Nexo, the world’s first instant crypto-backed loans, is now accepting Binance Coin as collateral
We’ve reported news about Nexo on multiple occasions. For people who are not familiar with the startup, Nexo is the world’s frst instant crypto-backed loans. The startup is powered by Credissimo, a leading FinTech Group serving millions of people across Europe for over 10 years. Credissimo has always operated under the highest regulatory requirements and strictest supervision by multiple European banking and financial services regulators.
Today, the company announced that effective July 1, 2018, Binance Coin (BNB) holders will now be able to use their coins as collateral to obtain instant loans from Nexo. The measure further strengthens Nexo’s role as a catalyst for the growth of the blockchain ecosystem. For now, Binance Coin (BNB) is the latest addition as a collateral option on the Nexo Platform, the company plans to integrate new ones in the future.
The company has been partnering with a lot of other companies to further solidify itself as a leader in crypto-back loan company. Back in April, Nexo partnered with Onfido to meet the highest KYC/AML compliance standards and automation.
Nexo helps crypto investors unlock the value of their wealth by providing them with instant loans in USD, EUR and USDT (Tether) against their crypto-holdings. By pledging their assets, rather than selling them, clients obtain immediate liquidity and keep the upside of future value appreciation of their cryptocurrencies and tokens. The concept has quickly gained an enormous following amongst crypto miners, hedge funds, companies that have conducted ICOs and many more. Investors of all sizes and nationalities have found various reasons why Nexo is their first association with crypto-backed loans.
Prior to adding BNB, users already borrowed substantial amounts staking Bitcoin (BTC), Ethereum (ETH) and the platform’s native currency, the NEXO Dividend Token. The latter gives borrowers a 50% discount on their interest, all the while entitling them to a 30% dividend from the company’s net profits.

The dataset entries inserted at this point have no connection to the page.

PR #4399, opened 2020-06-30
gcs: add support for anonymous access

pothos:

Currently credentials are required to download a public bucket file
    which is not really necessary and makes automated usage more complex.
    Add a new option "anonymous" which when enabled configures the
    gcs backend to use an anonymous HTTP client. This of course only works
    for read access and trying to write will lead to errors like that:
    "googleapi: Error 401: Anonymous caller does not not have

Binance is an international cryptocurrency exchange launched in July 2017 by co-founders Changpeng Zhao and Yi He. At the beginning of July 2018, it was the world’s largest exchange with a trading volume of nearly $1.6 billion. BNB was launched by Binance raising $15 million through an initial coin offering (ICO) in July 2017. Consequently, Binance went on to become one of the largest cryptocurrency exchanges with a daily trading volume of over $1 billion.
This has turned BNB into one of the world’s top cryptocurrencies with a market capitalization of over $1.45 billion at the time of publishing. The coin has proven remarkably resilient, weathering multiple storms and outperforming Bitcoin in bear markets.
“BNB’s inclusion in our growing list of collateral options expands the choice of our clients, adds further utility to Binance’s coin (BNB) and eases selling pressure,” said Antoni Trenchev, Nexo’s Managing Partner. “Our ultimate goal is to create value for the community and the wider crypto ecosystem. Accepting BNB is another step in this direction.”
Nexo is gaining traction as a main driving force in the Crypto FinTech industry, by opening up real-world applications for and fostering mass adoption of digital assets. The company has received more than 40 requests from different blockchain players who want their tokens to be accepted as collateral on the Nexo Platform. The interest demonstrates the scale of pent-up demand for Nexo’s products and illustrates Nexo’s growing importance as a lending bridge between the crypto ecosystem and the cash economy.
Nexo raised $52.5 million in an 11x oversubscribed private coin sale earlier this year. It launched its Nexo Platform in April 2018, becoming one of the few blockchain companies in the world with a live product shortly after its offering. Nexo has already started issuing loans and several prospective partners have expressed interest in providing further financing for Nexo to give out loans backed by their tokens.